## ASSIGNED TASK
Quote exactly and only this range of lines in the data below: the line that holds "not cause download" to the line that holds "# disengage fast_update", both included.

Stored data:

============================================================

PR #2133, opened 2023-12-08
Fix 403 during login due to incorrect login endpoint and CSRF token location

### LINKED ISSUE #2126: Login error: JSON decode fail, 403 - Forbidden
I can't use the instaloader anymore, it's still appear this error: **Login error: JSON decode fail, 403 - Forbidden**. I check the code, but nothing work, Can you help me?

LostXOR:
Instagram made some changes on their end that resulted in an error when logging in.

```
Fatal error: Login error: JSON decode fail, 403 - Forbidden.
```

This is caused by instaloader using the wrong endpoint (`/accounts/login/ajax/` instead of `/api/v1/web/accounts/login/ajax/`). Additionally, the way instaloader gets the CSRF token (from the JSON returned by `/accounts/login/`) no longer works and throws another error.

```
Fatal error: Login error: "fail" status, message "CSRF token missing or incorrect".
```

This PR fixes both errors and makes login work again. It also removes the `is_html_query` part of `instaloadercontext.get_json`, which was only used for login and is no longer necessary.

Fixes #2126.

### DIFF
--- a/instaloader/instaloadercontext.py
+++ b/instaloader/instaloadercontext.py
@@ -256,18 +256,25 @@ class InstaloaderContext:
         # Override default timeout behavior.
         # Need to silence mypy bug for this. See: https://github.com/python/mypy/issues/2427
         session.request = partial(session.request, timeout=self.request_timeout) # type: ignore
-        csrf_json = self.get_json('accounts/login/', {}, session=session)
-        csrf_token = csrf_json['config']['csrf_token']
+
+        self.do_sleep()
+        # Make a request to Instagram's root URL, which will set the session's csrftoken cookie
+        # Not using self.get_json() here, because we need to access the cookie
+        csrf_request = session.get('https://www.instagram.com/')
+        # Add session's csrftoken cookie to session headers
+        csrf_token = session.cookies.get_dict()['csrftoken']
         session.headers.update({'X-CSRFToken': csrf_token})
-        # Not using self.get_json() here, because we need to access csrftoken cookie
+
         self.do_sleep()
         # Workaround credits to pgrimaud.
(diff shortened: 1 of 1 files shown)


ericdoh0401:
I tried updating instaloder; however, the issues remain.

LostXOR:
> I tried updating instaloder; however, the issues remain.

Did you download it from my fork? The fix is just a pull request for now, and until it gets merged it won't be in the official version of instaloader.

instaloader/instaloadercontext.py
```diff
@@ -256,18 +255,24 @@ def login(self, user, passwd):
         # Override default timeout behavior.
         # Need to silence mypy bug for this. See: https://github.com/python/mypy/issues/2427
         session.request = partial(session.request, timeout=self.request_timeout) # type: ignore
-        csrf_json = self.get_json('accounts/login/', {}, session=session)
-        csrf_token = csrf_json['config']['csrf_token']
+
+        self.do_sleep()
```
aandergr, line 259: At this point `do_sleep()` seems unnecessary to me, no request has been sent here, so the function waits at the start before doing anything.

aandergr (commented):
Amazing, this once again fixes the login. Thanks for sharing this change with us!

I have only one minor comment, then we can release this fix.

instaloader/instaloadercontext.py
LostXOR: In the old code, `get_json` (which has a `do_sleep()` at the start) is called at the start of login. Since my changes made `get_json` not used during login, I moved the `do_sleep()` to before the request. Feel free to remove it if you think it's unnecessary.

aandergr: Oh indeed, thanks for that careful observation. Probably that was to defer the request rather than the processing of data it responds.

PR #2147, opened 2023-12-27
Change pinned post detection, fixes #2142

### LINKED ISSUE #2142: Pinned posts are not correctly detected anymore, causes --latest-stamps to fail
**Describe the bug**
Pinned posts are not detected anymore by `Post.is_pinned`. The "pin" icon is also missing when opening the profile on the browser. This missing pin icon seems to be happening for a long time, but `Post.is_pinned` would correctly return whether the post was pinned, but now `Post.is_pinned` is returning `False` for all posts.

**To Reproduce**
See for example https://www.instagram.com/fefe/. The first three or four posts are older, then the regular chronological sequence starts. There's no real way to see the behavior, but with debugging statements one can see that `Post.is_pinned` returns `False` for those first items.

**Expected behavior**
`Post.is_pinned` should return `True` for pinned posts, so they can be treated specially when downloading only the newer posts.

**Instaloader version**
v4.10.2

**Additional context**
This is breaking `--latest-stamps` (kind of like when pinned posts were introduced): since the first post is older, no new posts are downloaded. It is also setting the date of the last downloaded post to the date of that old post, so when the problem is fixed some posts will be downloaded again.

Hopefully there's still some other flag in the post json structure that indicates whether it's a pinned post.

ekalin:
Fixes #2142.

The property that indicated whether a post is pinned is not available anymore. As a workaround, the first five posts are treated differently (as pinned posts were): if they were already downloaded, they are skipped, but they do not cause the iteration to stop.

*  - Is it just a proof of concept?* No
*  - Is the documentation updated (if appropriate)?* Yes
*  - Do you consider it ready to be merged or is it a draft?* Ready
*  - Can we help you at some point?* I'm open to suggestion for improvement

### DIFF
--- a/instaloader/instaloader.py
+++ b/instaloader/instaloader.py
@@ -991,7 +991,8 @@ class Instaloader:
                             max_count: Optional[int] = None,
                             total_count: Optional[int] = None,
                             owner_profile: Optional[Profile] = None,
-                            takewhile: Optional[Callable[[Post], bool]] = None) -> None:
+                            takewhile: Optional[Callable[[Post], bool]] = None,
+                            possibly_pinned: int = 0) -> None:
         """
         Download the Posts returned by given Post Iterator.
 
@@ -1003,6 +1004,9 @@ class Instaloader:
         .. versionchanged:: 4.8
            Add `takewhile` parameter.
 
+        .. versionchanged:: 4.10.3
+           Add `possibly_pinned` parameter.
+
         :param posts: Post Iterator to loop through.
         :param target: Target name.
         :param fast_update: :option:`--fast-update`.
@@ -1011,6 +1015,8 @@ class Instaloader:
         :param total_count: Total number of posts returned by given iterator.
         :param owner_profile: Associated profile, if any.
         :param takewhile: Expression evaluated for each post. Once it returns false, downloading stops.
+        :param possibly_pinned: Number of posts that might be pinned. These posts do not cause download
+               to stop even if they've already been downloaded.
         """
         displayed_count = (max_count if total_count is None or max_count is not None and max_count < total_count
                            else total_count)
@@ -1032,7 +1038,7 @@ class Instaloader:
         ) as (is_resuming, start_index):
             for number, post in enumerate(posts, start=start_index + 1):
                 should_stop = not takewhile(post)
-                if should_stop and number <= 5:
+                if should_stop and number <= possibly_pinned:
                     continue
                 if (max_count is not None and number > max_count) or should_stop:
                     break
@@ -1066,7 +1072,7 @@ class Instaloader:
                         except PostChangedException:
                             post_changed = True
                             continue
-                    if fast_update and not downloaded and not post_changed and number > 5:
+                    if fast_update and not downloaded and not post_changed and number > possibly_pinned:
                         # disengage fast_update for first post when resuming
                         if not is_resuming or number > 0:
                             break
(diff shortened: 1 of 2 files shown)


kayiter23:
Tried this branch, it tried to retrieve the already downloaded profiles' metadata (i.e. all posts) even though it was given the "-F"/"--fast-update" command-line argument and all the posts were logged as "exists" and "unchanged".

ekalin:
You're right, there was a wrong condition that was considering more than the desired first five posts. Hopefully it's fixed now.

aandergr:
Nice change and a good idea to simply disregard the fast-update and takewhile stop criterium for the first five posts. Thanks for also updating the docstring of `is_pinned`.

I only have two minor suggestions:

Only up to three posts can be pinned, so it would suffice to limit the check to the first three posts.

> You can pin up to 3 posts you share on Instagram to the top of your profile.

(https://help.instagram.com/318456537074409/?cms_platform=iphone-app)

Also, posts_download_loop is used for every target that yields post, not only for Profiles, whereas only for Profiles Posts can be pinned. I would prefer to have that criterium only for Profiles and for other targets it should still stop as soon as the first already-downloaded post is encountered.

ekalin:
> Only up to three posts can be pinned, so it would suffice to limit the check to the first three posts.

I used five posts instead of three as a safeguard in case IG changed the limit. But it would only work if they changed the limit to four or five, if they decided one can pin six posts, the code would have to be changed anyway. So I guess it's fine to use three.

> Also, posts_download_loop is used for every target that yields post, not only for Profiles, whereas only for Profiles Posts can be pinned. I would prefer to have that criterium only for Profiles and for other targets it should still stop as soon as the first already-downloaded post is encountered.

How would one detect that it's Posts being downloaded? The closest I found was the `owner_profile` argument, but it is passed for posts and also IGTV posts (is this still a thing?).

However the method, one problem is that the conditionals would become even more complex with a check for the iteration type.

aandergr:
> How would one detect that it's Posts being downloaded? The closest I found was the `owner_profile` argument, but it is passed for posts and also IGTV posts (is this still a thing?).

It could be passed as a parameter flag to posts_download_loop.

> However the method, one problem is that the conditionals would become even more complex with a check for the iteration type.

Indeed, it would become a little less readable. However, depending on the use case (e.g. downloading `:saved`) it could then likely save requests when updating an almost-up-to-date collection. I think that's a good trade off.

ekalin:
That function already has a lot of parameters, but I guess that's one solution.

Instead of a flag, I thought of passing a number representing the number of initial posts to not consider for stopping. When downloading posts, I'd pass 3 to this new parameters, in other cases 0 is passed (or rather, nothing is passed, and it receives the value 0 by default). What do you think?

aandergr:
> Instead of a flag, I thought of passing a number representing the number of initial posts to not consider for stopping. When downloading posts, I'd pass 3 to this new parameters, in other cases 0 is passed (or rather, nothing is passed, and it receives the value 0 by default). What do you think?

I like that idea. I doubt that they will allow different numbers of pins for different targets, but it would move the number of maximum pins into the profile download function, and as such semantically closer to where it is relevant.

ekalin:
I've added the parameter, now the extra check only applies to profile posts.

aandergr:
Thanks!

I noticed that you are missing in our AUTHORS.md file where we list the most important contributors. We would be pleased if you'd add yourself in that file.

PR #2166, opened 2024-01-14
sys.exit(1) on abnormal termination

tari3x:
Exit with 1 if there was an error or the user aborted the run.

Motivation: after the download finishes, my bash script separates the videos, images, and metadata into separate folders. However, I only want to do that when the download finished completely, not when it was aborted.

### DIFF
--- a/instaloader/__main__.py
+++ b/instaloader/__main__.py
@@ -230,8 +230,10 @@ def _main(instaloader: Instaloader, targetlist: List[str],
                                                    latest_stamps=latest_stamps)
     except KeyboardInterrupt:
         print("\nInterrupted by user.", file=sys.stderr)
+        sys.exit(1)
     except AbortDownloadException as exc:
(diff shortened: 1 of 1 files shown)


aandergr:
Good idea to use the exit code to inform the user that an irregular termination has occurred, we should have done that from the beginning. Thank you for tackling this! However, the way the change is proposed here, it skips the cleanup i.e. the saving of the session file. This should also happen in the event of an irregular termination.

tari3x:
Thanks! This is my first ever pull request, so I'm not super familiar with the workflow. I think it should be a lot easier for you to make sure this is idiomatic as you like it, compared to trying to explain it to me. But I'm not sure you can edit the pull request - maybe I need to give you write access on my fork for that?

ekalin:
I believe that not only a failure should be indicated, but different status codes could be used for different failures. I've opened an issue to discuss this: #2220.

PR #2170, opened 2024-01-17
More Access to a JsonExportable's Metadata

adamcesco:
- A motivation for this change
  - Fixes the lack of access to post data that is only accessable through the instagram-private-api (e.g. saved_collection_ids).
  - added `get_json_structure(structure: JsonExportable)` function to be an attribute of an `Instaloader` instance. This allows for the access of post data that is not directly accessible through the Instaloader API (e.g. saved_collection_ids).

  - Is it just a proof of concept? `No`
  - Is the documentation updated (if appropriate)? `No`
  - Do you consider it ready to be merged or is it a draft? `Read to be merged`
  - Can we help you at some point? `Sure!`


aandergr:
The implementation does not seem well though-through. The `Post._iphone_struct` method is simply duplicated and private methods are called from outside of the class.

Issue #2172, opened 2024-01-20
How to slow down request via command line?


sgtpepperaut:
Instagram seems to be very strict with rate limits these days. Im using my own account and my own IP. 
Even when trying to only "fastupdate" one profile i am getting kicked out and getting a 401. 

When i return to the browser version i get:

_"We suspect automated behavior on your account
To prevent your account from being temporarily restricted or permanently disabled, ensure that no other users or tools have access to your account and that you're following our Terms of Use. Also consider changing your password to a stronger one to prevent unauthorized access to your account by third parties."

**Is there a way i can slow down the request?**

tari3x:
Here are the changes that work for me. I should maybe submit a pull request.

# in ~/.local/lib/instaloadercontext.py
# in class RateController:
#
# fast_sleeps = 10
#
#    def sleep(self, secs: float):
#        global fast_sleeps
#        if fast_sleeps > 0:
#            fast_sleeps = fast_sleeps - 1
#        else:
#            wait_time = random.uniform(15, 30)
#            print(wait_time)
#            time.sleep(wait_time)
#
# Remove > 0 guards in front of sleep further down

smasonlawrence:
> Here are the changes that work for me. I should maybe submit a pull request.
> 
> ```
> # in ~/.local/lib/instaloadercontext.py
> # in class RateController:
> #
> # fast_sleeps = 10
> #
> #    def sleep(self, secs: float):
> #        global fast_sleeps
> #        if fast_sleeps > 0:
> #            fast_sleeps = fast_sleeps - 1
> #        else:
> #            wait_time = random.uniform(15, 30)
> #            print(wait_time)
> #            time.sleep(wait_time)
> #
> # Remove > 0 guards in front of sleep further down
> ```

Can you please explain where I make this change? I cannot find any of these strings in any of the py files.. sorry, sorta python noob here still figuring things out.

tari3x:
Made a pull request.

tari3x:
Still pertinent.

nothing2obvi:
I am wondering the same thing. I got the warning for suspicious activity...I don't want Instagram to ban my account!

PR #2177, opened 2024-01-25
Random sleep

tari3x:
The current download speed seems too agressive: https://github.com/instaloader/instaloader/issues/2172. 

This change slows it down such that I'm able to download thousands of posts before getting banned.

### DIFF
--- a/instaloader/__main__.py
+++ b/instaloader/__main__.py
@@ -230,8 +230,10 @@ def _main(instaloader: Instaloader, targetlist: List[str],
                                                    latest_stamps=latest_stamps)
     except KeyboardInterrupt:
         print("\nInterrupted by user.", file=sys.stderr)
+        sys.exit(1)
     except AbortDownloadException as exc:
         print("\nDownload aborted: {}.".format(exc), file=sys.stderr)
+        sys.exit(1)
     # Save session if it is useful
     if instaloader.context.is_logged_in:
         instaloader.save_session_to_file(sessionfile)
--- a/instaloader/instaloadercontext.py
+++ b/instaloader/instaloadercontext.py
@@ -19,7 +19,6 @@ import requests.utils
 
 from .exceptions import *
 
-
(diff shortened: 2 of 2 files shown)


GabeMillikan:
[This](https://github.com/instaloader/instaloader/blob/5509ea7daf7f5e81534d4eb996c8afd478704426/instaloader/instaloadercontext.py#L345-L348l) is the appropriate location to adjust the sleeping logic.

tari3x:
I feel like I tried and it didn't work the expected way - wasn't granular enough. Can you remind me the difference between InstaloaderContext.do_sleep and RateController.sleep?

sapphirepro:
Yes, please accept this merge. Default included "sleep" is useless and not working causing fast downloads and fast ban

sapphirepro:
But also, maybe could add some timings between photos too, not only posts? Cause grabbing all 10 post photos instantly if obvious robot mode, human can not manually look instantly whole 10 photos with no time basically. So that between photos random between 1-5 secs and some 5-15 between posts. Then +/- human like

aandergr:
Does not make any sense. Apart from the many unrelated changes, this essentially destroys the rate controller by not waiting the determined interval, but rather a randomly determined, often shorter!, interval.

tari3x:
The problem with the current rate controller is that it does not work - it gets you banned pretty quickly. As with the other change, I am offering you a piece of code that does work pretty reliably. But since it doesn't make sense to you, I guess there's not much hope.

cyberjock:
I second this.  I'm trying to help a friend retrieve a copy of one of his family member's instagram page, and he keeps getting banned for too many requests.  Can't even get 100 pictures downloaded before instagram catches on.  Being that there's over 20k images, instaloader will not work for this job.  Even waiting 30 seconds between steps would be fine as we're not time limited.

(His family member passed away that owns the account) and his family asked him to try to retrieve all of the pictures)

PR #2195, opened 2024-02-12
use a factory method to instantiate sessions

Henkhogan:
Currently there is no way to customize the instantiation of session objects. I would need to use a dedicated proxy for the connections to insta.

If you'd like me to add some tests or docu, let me know.

Cheers


aandergr:
I like this approach.

This would introduce a way to also cleanly set custom session parameters, like SSL verification (suggested in #2221), or the request timeout (#330, #422), without that we need to pass-through and implement each of those parameters.

With the current implementation suggestion I am wondering how the user would actually override the session factory. Maybe InstaloaderContext and Instaloader should provide a parameter to specify the factory.

The handling of the request timeout might also be refactored to be done in the new session factory.

Henkhogan:
I currently use it like that 

```
def session_factory(self: InstaloaderContext):
    session = Session()
    session.trust_env = False
    return session

def instaloader_factory(max_connection_attempts=10):
    InstaloaderContext.session_factory = session_factory
    return Instaloader(compress_json=False, quiet=True, max_connection_attempts=max_connection_attempts)
```

which is still ugly but does that job

aandergr:
Since this is not a bugfix, could you rebase the change to `upcoming/v4.13`?

Can we somehow help you continuing this feature, do you need any further input or help?

Henkhogan:
Replaced by #2295

PR #155, opened 2022-06-26
Automatically retry the macOS tests for a maximum of `1` retry (but only if the exit code is `143`, and only if the build is not a pull request build)

DilumAluthge:


utilities/arches_pipeline_upload.sh
```diff
@@ -22,7 +22,16 @@ fi
...
-    # Export the environment mappings, then launch the yaml file
+    # 1. Export the environment mappings,
     eval "export ${env_map}"
+
+    # 2. Enable automatic retries if and only if this is not a pull request build.
+    if [[ "${BUILDKITE_PULL_REQUEST:?}" == "false" ]] ; then
+        export AUTOMATIC_RETRY_LIMIT=1
+    else
+        export AUTOMATIC_RETRY_LIMIT=0
+    fi
```
staticfloat, line 33: I think this logic belongs more in `arches_env.sh`

staticfloat (changes requested):

DilumAluthge:
Mac is far more stable now (as is CI in general).

PR #156, opened 2022-06-26
Increase the timeout for the macOS x86_64 tests from `90` minutes to `180` minutes

DilumAluthge:


DilumAluthge:
@staticfloat Is this the correct way to increase the timeout? And have I increased it to the value that I specified in the PR title? The timeout code has been refactored a bit, and I'm not sure where the e.g. `45` minute cleanup value is defined.

DilumAluthge:
The macOS x86_64 tests are still timing out at 90 minutes, so clearly I'm not modifying the timeout value correctly.

@staticfloat:

1. What is the correct way to increase/decrease the timeout for a test job?
2. Should we try to document this in the devdocs?

PR #158, opened 2022-06-26
Print kernel version and compiler versions

gbaraldi:


utilities/build_julia.sh
```diff
@@ -10,6 +10,10 @@ set -euo pipefail
 source .buildkite/utilities/build_envs.sh
 source .buildkite/utilities/word.sh
 
+echo "--- Get kernel/compiler versions"
+uname -a
+cc -v
+ld -v
```
DilumAluthge, line 16: Would be nice to have a blank line after this line and before the next section starts.

utilities/build_julia.sh
```diff
@@ -10,6 +10,10 @@ set -euo pipefail
 source .buildkite/utilities/build_envs.sh
 source .buildkite/utilities/word.sh
 
+echo "--- Get kernel/compiler versions"
```
DilumAluthge, line 13:
```suggestion
echo "--- Print kernel and compiler versions"
```

utilities/test_julia.sh
```diff
@@ -10,6 +10,11 @@ set -euo pipefail
 # First, get things like `SHORT_COMMIT`, `JULIA_CPU_TARGET`, `UPLOAD_TARGETS`, etc...
 source .buildkite/utilities/build_envs.sh
 
+echo "--- Get kernel/compiler versions"
```
DilumAluthge, line 13:
```suggestion
echo "--- Print kernel and compiler versions"
```

utilities/build_julia.sh
gbaraldi: You mean like print a new line? Because in the log they are in a different section already

DilumAluthge: No, just a blank line in the shell script, just for readability.

gbaraldi: Oh :), I was looking at the wrong script and was confused because it already had a newline.

DilumAluthge (approved):

DilumAluthge:
cc: @Keno @giordano

utilities/test_julia.sh
```diff
@@ -10,6 +10,11 @@ set -euo pipefail
 # First, get things like `SHORT_COMMIT`, `JULIA_CPU_TARGET`, `UPLOAD_TARGETS`, etc...
 source .buildkite/utilities/build_envs.sh
 
+echo "--- Print kernel and compiler versions"
+uname -a
+cc -v
+ld -v
```
giordano, line 16: Are these the actual tools used for compilation?

giordano: If we have to trust https://github.com/JuliaCI/rootfs-images/blob/57890bdbfc7273c0d88ef527fbfc43766e99135f/linux/package_linux.jl#L56 we should see GCC 9.1, but https://buildkite.com/julialang/julia-buildkite/builds/687#0181a1ff-4eb2-4919-9599-010db739d635/404-412 shows
```
gcc version 8.3.0 (Debian 8.3.0-6)
```

DilumAluthge: @staticfloat Should https://github.com/JuliaCI/rootfs-images/blob/main/linux/package_linux.jl be creating a symlink for `cc` -> ... (in addition to the `gcc` -> ... symlink that we already create)?

giordano: https://buildkite.com/julialang/julia-buildkite/builds/688#0181a20b-c97c-44ae-b573-5ea80b4e3fe6/413-421
```
gcc version 9.3.0 (Alpine 9.3.0)
```
musl is not using the compiler from the RootFS?

DilumAluthge: Here's the RootFS for musl: https://github.com/JuliaCI/rootfs-images/blob/main/linux/package_musl.jl

gbaraldi: cc is different from gcc. Not sure what is actually called in the makefiles. In macos it doesn't make a difference since they all are linked to clang in the end

DilumAluthge: `package_linux.jl` is only for glibc Linux.

staticfloat: PR to create `cc` and `c++` symlinks: https://github.com/JuliaCI/rootfs-images/pull/209

staticfloat: We don't use compilers in the `tester_` things.  There is no guarantee that you'll have `cc` available to you.  We can dump kernel version here, but the compiler versions don't mean anything.

PR #164, opened 2022-06-29
Move all scheduled jobs to a dedicated "scheduled" pipeline

### LINKED ISSUE #157: TODO: move the scheduled jobs to a dedicated "scheduled" pipeline
Originally, the once-daily scheduled jobs went into their own pipeline. In other words, we had:
1. `julia-master`: the main pipeline. Contained only the non-scheduled jobs.
2. `julia-master->scheduled`: the scheduled pipeline. Contained only the scheduled jobs.

Recently (in #102), I moved all the scheduled jobs into the main pipeline and deleted the scheduled pipeline. So, currently we have:
1. `julia-master`: the main pipeline. Contain all jobs (both non-scheduled and scheduled).

At the time, I thought this was a good idea. It turns out that it is a bad idea. The non-scheduled builds and scheduled builds are trampling all over each other's GitHub commit statuses. If at 1AM a regular (non-scheduled build) is triggered on a push to master, and all three of our groups/GitHub commit statuses (`Build`, `Check`, `Test`) are green on that commit, and then at 5AM a scheduled build is triggered on that exact same commit, now the scheduled build will erase those three green commit statuses.

Also, I find it quite confusing that when I am scrolling through https://buildkite.com/julialang/julia-master/builds?branch=master I see a mix of non-scheduled and scheduled builds, which makes it difficult when I am e.g. trying to figure out when a breakage first started occuring on master.

So it turns out that it will be better to have two separate pipelines, the main `julia-master` pipeline and the scheduled `julia-master->scheduled` pipeline. As I wrote in #102, yes it is annoying to maintain two separate pipelines, but as I have now learned, it is even more annoying (and confusing, inconvenient, etc.) to have them combined into a single pipeline. So we will go with the lesser of two evils.

DilumAluthge:
Fixes #157. See #157 for the motivation.

## List of Buildkite pipelines

- **Main pipeline**:
    - JuliaLang/julia:
        1. https://buildkite.com/julialang/julia-master
        2. https://buildkite.com/julialang/julia-release-1-dot-6
        3. https://buildkite.com/julialang/julia-release-1-dot-7
        4. https://buildkite.com/julialang/julia-release-1-dot-8
        5. [...]
    - JuliaCI/julia-buildkite:
        1. https://buildkite.com/julialang/julia-buildkite
- **Scheduled pipeline**:
    - JuliaLang/julia:
        1. https://buildkite.com/julialang/julia-master-scheduled
    - JuliaCI/julia-buildkite:
        1. https://buildkite.com/julialang/julia-buildkite-scheduled


DilumAluthge:
@staticfloat This is good to merge as soon as the `buildkite/julia-buildkite-scheduled` status turns green on this PR.

Then, rebase all existing PRs, and the `buildkite/julia-buildkite-scheduled` status will turn green on those PRs as well.

pipelines/main/platforms/upload_linux.arches
```diff
@@ -1,9 +1,9 @@
-# OS       TRIPLET                  TIMEOUT
```
giordano, line 1: This broke the upload jobs?

DilumAluthge: Yes.

DilumAluthge: https://github.com/JuliaCI/julia-buildkite/pull/170

PR #165, opened 2022-06-29
Set JULIA_TEST_TIMEOUT_SIGNUM=11

staticfloat:
Let's try to get some coredumps from our timeouts


staticfloat:
> Any particular reason to use SIGSEGV instead of SIGQUIT?

Nope, that's a great idea.

staticfloat:
@DilumAluthge are you messing with the scheduled builder?  I got a PR status from it here...

DilumAluthge:
> @DilumAluthge are you messing with the scheduled builder? I got a PR status from it here...

Yeah. You can safely ignore this failure. It will be fixed once I merged #164.

staticfloat:
We're waiting on this until I understand signal handling better, and am able to reliably trigger core dumps on all platforms.

DilumAluthge:
Okay, so we made some progress by identifying that macOS was resetting our coredump config on reboot.

I think we also need to change by to using SIGSEGV, because as Jameson said on Slack, Julia intercepts SIGQUIT, and thus SIGQUIT won't trigger core dumps.

DilumAluthge:
@staticfloat Can we try to get this in?

DilumAluthge:
With https://github.com/JuliaLang/julia/pull/47234, I think that if the SIGSEGV is sent by us via `kill`, then Julia should hard fail (instead of catching the signal and turning it into a Julia exception), and we should get our desired core dumps.

PR #170, opened 2022-07-10
Fix the `upload_linux.arches` file

DilumAluthge:


DilumAluthge:
Looks like "Launch upload jobs" is fixed.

============================================================

## ANSWER TO THE PROBLEM
+        :param possibly_pinned: Number of posts that might be pinned. These posts do not cause download
+               to stop even if they've already been downloaded.
         """
         displayed_count = (max_count if total_count is None or max_count is not None and max_count < total_count
                            else total_count)
@@ -1032,7 +1038,7 @@ class Instaloader:
         ) as (is_resuming, start_index):
             for number, post in enumerate(posts, start=start_index + 1):
                 should_stop = not takewhile(post)
-                if should_stop and number <= 5:
+                if should_stop and number <= possibly_pinned:
                     continue
                 if (max_count is not None and number > max_count) or should_stop:
                     break
@@ -1066,7 +1072,7 @@ class Instaloader:
                         except PostChangedException:
                             post_changed = True
                             continue
-                    if fast_update and not downloaded and not post_changed and number > 5:
+                    if fast_update and not downloaded and not post_changed and number > possibly_pinned:
                         # disengage fast_update for first post when resuming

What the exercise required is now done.